Podemos decir, por tanto, que el folklore tiene antes una función de contenido (metonímica) y que pasa a cumplir una función meramente formal (metafórica), es decir, lo que antes era algo real, algo que manejan las personas en su día a día, ahora se convierte en horizonte de significación, en una tendencia, lo que venimos llamando como paisaje. Esto no quiere decir que el folklore desde el punto de vista del contenido deje de existir, decimos que se le añade una nueva función, formal, sobrepuesta sobre la que tiene, como cualquier objeto real, de contenido. Por tanto, lo que hemos llamado como el paisaje del nacionalismo, que hemos explicado que tiene una función formal, metafórica, utiliza como objetos reales los materiales folklóricos. Todas las luchas que se llevaron a cabo a la hora de determinar qué elementos folklóricos son los adecuados, son las luchas por colocar esa “perspectiva del detalle significante” en el lugar de la metáfora, es la lucha por colocar a un determinado objeto, y no otro, en ese lugar que tapa el trauma, que oculta de escisión, y que provoca, por tanto, el cerramiento repertorial.

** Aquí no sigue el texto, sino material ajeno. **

PR #754, opened 2021-07-27
Fixes proxy handling for netcore builds of Calamari

andrewabest:
# Overview 

This PR addresses two bugs that have been identified in Calamari's proxy detection and handling code.

## Bug 1: `win-x64` Calamari does not support user default proxy

In Octopus 2021.1, a [change was made](https://github.com/OctopusDeploy/OctopusDeploy/pull/7884) that changed the way we ship Calamari to Windows targets. Previously we would ship the `netfx` version of Calamari to ALL Windows targets. From 2021.1 we have a more sophisticated way of determining whether we should send the `netfx` binary, or the `x64` netcore binary.

Calamari's proxy handling [was renovated](https://github.com/OctopusDeploy/Calamari/pull/420) mid-2019. Part of that renovation ([here](ecc9474640526e72606a26d05b3264bfbe7dccaf89680f5ee1427ff6903ba36cR13))  dealt with a limitation in dotnet core at the time - you couldn't retrieve the default user proxy if one was configured. If the `x64` version of Calamari was used, the user's default proxy would not be picked up and configured, and we would instead log a verbose message saying that no proxy was configured for that execution.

Nos queda, por tanto, explicitar la relación entre el folklore desde el punto de vista formal y el folklore desde el punto de vista de contenido. Desde el punto de vista formal el folklore se convierte, en palabras de Laclau, en un “significante vacío”, “el punto ciego inherente a la significación, el punto en el cual la significación encuentra sus propios límites, y que sin embargo, para ser posible, debe ser representado como la precondición sin sentido del sentido”1. Pero ese significante vacío, irrepresentable -¿qué es en realidad el folklore, qué es en realidad el pueblo, qué es en realidad la democracia?- necesita de algo real, representable. Este hecho, esta necesidad implica -o busca- una sustitución, pero una sustitución que no lleva al quitar algo irrepresentable por algo representable, sino que tiende a añadir a la manera de un tropo. Es en este momento donde se incorporan los elementos reales, los folklóricos (escalas, ritmos, etc., desde un punto de vista musical), incorporación que se realiza en el contexto de una lucha por la hegemonía musical, por así decirlo. En cualquier caso, que ese elemento real ocupe el lugar implica un decir algo más o distinto de lo que puede decir como término u objeto real, es decir, que si una escala musical, como la andaluza, se sitúa o se añade al significado vacío pasa a ser algo más que una ordenación concreta de tonos y semitonos vinculada a una cultura concreta.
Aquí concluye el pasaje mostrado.